Looking at the entries, say how many lines contain the string "deposit". Offer nothing besides the number.

......

PR #283, opened 2026-01-08
feat: add delegation create command

alanshaw:
Similar to the JS client:

e.g.

`guppy delegation create <space> <audience> --can upload/add`


Peeja (approved):
Awesome!

PR #284, opened 2026-01-08
feat: add proof add command

alanshaw:
e.g.

```
guppy proof add <data-or-path>
```

...where `<data-or-path>` can be the string printed to the console or a path to the CAR file saved to disk from the [`guppy delegation create ...`](https://github.com/storacha/guppy/pull/283) command.

Adding a space:

Screenshot 2026-01-08 at 16 35 19

### DIFF
--- a/pkg/client/client.go
+++ b/pkg/client/client.go
@@ -93,7 +93,7 @@ func (c *Client) Issuer() principal.Signer {
 
 // CapabilityQuery represents a query to filter proofs by capability.
 type CapabilityQuery struct {
-	// Can is the ability to match (e.g., "store/add"). Use "*" to match all abilities.
+	// Can is the ability to match (e.g., "store/add").
 	Can ucan.Ability
 	// With is the resource to match. Omit or set to empty string to query for any
 	// resource. Note: using "ucan:*" will only match "ucan:*" resources.


pkg/client/spaces.go
```diff
@@ -12,11 +10,11 @@ import (
 
 // Spaces returns all spaces we can act as.
 func (c *Client) Spaces() ([]did.DID, error) {
-	return spacesFromDelegations(c.Proofs(CapabilityQuery{Can: "space/*"}))
+	return spacesFromDelegations(c.Proofs(CapabilityQuery{Can: "space/*", With: "ucan:*"}))
```
alanshaw: Another bug - we need to specify _any_ resource to get all spaces for the agent.

pkg/client/client.go
```diff
@@ -233,8 +234,9 @@ func matchesAbility(capAbility, queryAbility ucan.Ability) bool {
 // A capability matches if:
 //   - The resources match exactly
 //   - The capability has "ucan:*" (matches any query resource)
+//   - The query resource is empty (matches any capability resource)
 func matchesResource(capResource, queryResource ucan.Resource) bool {
-	return capResource == "ucan:*" || queryResource == capResource
+	return queryResource == "" || capResource == "ucan:*" || queryResource == capResource
```
alanshaw: This was a bug. If you don't specify a resource in the query it should match any resource.

Previosuly this worked because the only delegation we have is from login, where the delegation resource is `ucan:*`. However if you obtain a delegation for a specific resource `did:key:...` then empty string does not match it.

PR #290, opened 2026-01-15
feat: Tie up less memory with coalesced batches

Peeja:
#### PR Dependency Tree

* **PR #290** 👈
  * **PR #291**


pkg/client/dagservice/exchange.go
frrist: While not part of this PR, I think we'll need some form of concurrency limiting here

frrist: Also noticing the context passed to GetBlocks isn't used in here, might be easier to swap to an error group.

PR #154, opened 2018-06-25
Resolve missing unlock tests from raiden/[...]/test_withdraw.

### LINKED ISSUE #144: Resolve unlock tests from raiden/test_withdraw.py
Go over old [raiden/test_withdraw](https://github.com/raiden-network/raiden/blob/991275c9e8e9e4a4ccfdccb3a66a9e20950dd9b5/raiden/tests/smart_contracts/netting_channel/test_withdraw.py)  and rebuild the testing in `raiden-contracts `.  Be aware: `nettingchannel.withdraw` corresponds to `token_network.unlock` with the current protocol. I.e. the currently available tests in raiden-contracts are found [here](https://github.com/raiden-network/raiden-contracts/blob/d0be6f5ccc4be6498db85c182d24b4e3a5b8f681/raiden_contracts/tests/test_channel_unlock.py#L15):  

- [x] decide which tests to rewrite
- [x] adapt tests to new functionality with `withdraw <-> unlock`

err508:
Resolves #144 .


raiden_contracts/tests/test_channel_unlock.py
```diff
@@ -6,12 +6,203 @@
...
+    # Create channel and deposit
+    create_channel(A, B, settle_timeout)[0]
+    channel_deposit(A, values_A.deposit, B)
+    channel_deposit(B, values_B.deposit, A)
+
+    # Mock pending transfers data for A
+    pending_transfers_tree_A = get_pending_transfers_tree(web3, [1, 3, 5], [2, 4], settle_timeout)
+    locksroot_bytes = get_merkle_root(pending_transfers_tree_A.merkle_tree)
+    values_B.locksroot = '0x' + locksroot_bytes.hex()
+    values_B.locked = get_locked_amount(pending_transfers_tree_A.transfers)
```
loredanacirstea: So this uncovered a bug.
Here we should have `values_A.locksroot` and `values_A.locked`. At lines 151, 152 we should have `values_B.locksroot` and `values_B.locked`.

The problem is that tests pass because in the `TokenNetwork` smart contract, we have this mapping:
```
mapping (bytes32 => uint256) locksroot_to_locked_amount;
```
There is no way currently to see what participant provided what `locksroot`. Therefore, A can `unlock` its own merkle tree of pending transfers instead of the one provided by B, if this is more advantageous. This behavior is incorrect and leads to cheating. We need to fix this. Opened https://github.com/raiden-network/raiden-contracts/issues/157 for this.

So, for now, just do the swap between `values_A` and `values_B` and we will fix the bug later & add a test for it (with the logic that you actually used here).

raiden_contracts/tests/test_channel_unlock.py
```diff
@@ -6,12 +6,203 @@
...
+    token_network.functions.unlock(
+        B,
+        A,
+        pending_transfers_tree_B.packed_transfers,
+    ).transact()
+
+    balance_A = custom_token.functions.balanceOf(A).call()
+    balance_B = custom_token.functions.balanceOf(B).call()
+    balance_contract = custom_token.functions.balanceOf(token_network.address).call()
+    unlockable_A = get_locked_amount(pending_transfers_tree_A.unlockable)
```
loredanacirstea: To get the true unlocked amount, better use `get_unlocked_amount` , because it also checks the registered secrets. It is possible to construct a bad mocked pending transfers example where not all of the secrets have time to be registered (too small expiration).

https://github.com/raiden-network/raiden-contracts/blob/d0be6f5ccc4be6498db85c182d24b4e3a5b8f681/raiden_contracts/tests/utils.py#L301

And just get the amount that will be returned by subtracting the above value from the total locked amount.

raiden_contracts/tests/test_channel_unlock.py
```diff
@@ -70,136 +261,272 @@ def test_merkle_root(
...
+    # Calling unlock twice does not work
+    with pytest.raises(TransactionFailed):
+        token_network.functions.unlock(
+            A,
+            B,
+            pending_transfers_tree_1.packed_transfers,
+        ).transact({'from': A})
+
+
+def test_unlock_wrong_locksroot(
```
loredanacirstea: Again, this moving around does not make reviewing easy..

raiden_contracts/tests/test_channel_unlock.py
```diff
@@ -70,136 +261,272 @@ def test_merkle_root(
...
+
+    with pytest.raises(TransactionFailed):
+        token_network.functions.unlock(
+            A,
+            B,
+            pending_transfers_tree_A_fake.packed_transfers,
+        ).call()
+
+
+def test_channel_unlock_bigger_locked_amount(
```
loredanacirstea: Please reorder the tests as they were, so I can actually see the new changes. I will continue the review afterwards.

raiden_contracts/tests/test_channel_unlock.py
```diff
@@ -326,7 +652,76 @@ def test_channel_unlock(
...
+
+    balance_A = custom_token.functions.balanceOf(A).call()
+    balance_B = custom_token.functions.balanceOf(B).call()
+    balance_contract = custom_token.functions.balanceOf(token_network.address).call()
+    assert balance_A == pre_balance_A + 9
+    assert balance_B == pre_balance_B + 6
+    assert balance_contract == pre_balance_contract - values_B.locked
+
+
+def test_unlock_channel_event(
```
loredanacirstea: Consider placing the event test last in the file. I used this convention for each feature test file.

raiden_contracts/tests/test_channel_unlock.py
loredanacirstea: Yes, was thinking of adding the `participant_address` somewhere. E.g. `mapping (bytes32 => uint256) locksroot_to_locked_amount;` to be `keccak256(locksroot + participant_address) => locked_amount`.

But `keccak256(channel_identifier + participant_address) => UnlockData ` might also work.
I'm still thinking about what would be the best approach.

loredanacirstea: The key point here is to know who the locked tokens belong to. If you link a `locksroot` to a `participant_address` in the smart contract, you know that. This will be done at `closeChannel` & `updateNonClosingBalance`, where you already have signatures.

E.g. `locksroot_A` is the merkle root of `A`, meaning that A sent those pending transfers to B -> you know who the `unlocked_amount` and `not_unlocked_amount` belongs to. 

So I don't see the reason for adding yet another pair of signatures for `unlock` if the smart contract already knows who has what `locksroot`. Am I missing something? 

In general, I think it would be optimal if:
1. we make sure tokens go where they belong (as explained above)
2. allow `unlock` to be called by anyone willing to pay the gas cost, as long as 1. is respected. This would allow people to use some additional systems/services where you pay for gas with tokens and the service makes the transaction for you.

err508: Using the signatures from `closeChannel` and `updateNonClosingBalance`  to determine the locksroot ownership does the job, but mapping `locksroot -> participant_address` is ambiguous. I'd also think about using a signature to determine that at least for now, as changing `unlock data` or the mapping might require a lot more refactoring.

loredanacirstea: I would map `keccak256(locksroot + participant_address) => locked_amount` - what is ambiguous about this?

I still don't understand what would a signature achieve. You would still need to change the unlock data even with the signature. IOW the signature would just be an additional change on top of the data structure changes I mentioned - and I don't see the reason.

But, feel free to spec out some code here, so I can see exactly what you have in mind. It is possible I don't understand your idea entirely.

raiden_contracts/tests/test_channel_unlock.py
```diff
@@ -449,3 +434,564 @@ def test_channel_settle_and_unlock(
...
+
+    close_and_update_channel(
+        A,
+        values_A,
+        B,
+        values_B,
+    )
+
+    # Settle channel after a "long" time
+    web3.testing.mine(settle_timeout + 1000)
```
loredanacirstea: Original `raiden` test was:
```
""" Withdraw must accept a lock that expires after the settlement period. """
[...]
# use a really large expiration
lock_expiration = tester_chain.block.number + settle_timeout * 5

[...]
tester_chain.mine(number_of_blocks=settle_timeout + 1)
```

This test indeed uses lock `expiration > settle_timeout`.

But `web3.testing.mine(settle_timeout + 1000)` is redundant and just takes up more testing time - because you wait `1000` more blocks.
I see no reason to wait this much - pertaining to the actual test.

loredanacirstea:
So you are duplicating the already existing https://github.com/raiden-network/raiden-contracts/blob/master/raiden_contracts/tests/test_recover_from_signature.py and also adding it to a `raiden_contracts/tests/unit` folder.

Please don't duplicate files. You can rename/move them.

Also, this should not be part of this PR.

raiden_contracts/tests/test_channel_unlock.py
err508: We have `expiration >= settle_timeout` tested in every successfull test. I agree it's annoying to wait for it, but I'd a) remove it entirely or b) let the "large" expiration time actually pass, otherwise this is doing nothing.

raiden_contracts/tests/test_channel_unlock.py
err508: It is last in the file

raiden_contracts/tests/test_channel_unlock.py
err508: As is it is now in the PR with `keccak256(channel_identifier, participant, locksroot)` it is clear.
Signature alone would't help. Yet might be good to have standalone authentication in `unlock`

raiden_contracts/tests/test_channel_unlock.py
loredanacirstea: > otherwise this is doing nothing.

The test is not for testing settlement after lock expiration. The Raiden client is not aware of the expiration and will settle the first chance it gets.
This test makes sure there are no conditions that would make an unlock fail if it contains secrets with big expirations - bigger than settlement window.

loredanacirstea: Measured mining time.
`web3.testing.mine(1000)` - `27.40565586090088` seconds
`web3.testing.mine(100)` - `0.2555418014526367` seconds
`web3.testing.mine(1)` - `0.003122091293334961` seconds

So `web3.testing.mine(100)` doesn't add that much now. It can remain like this.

......

▸ **Answer section**
3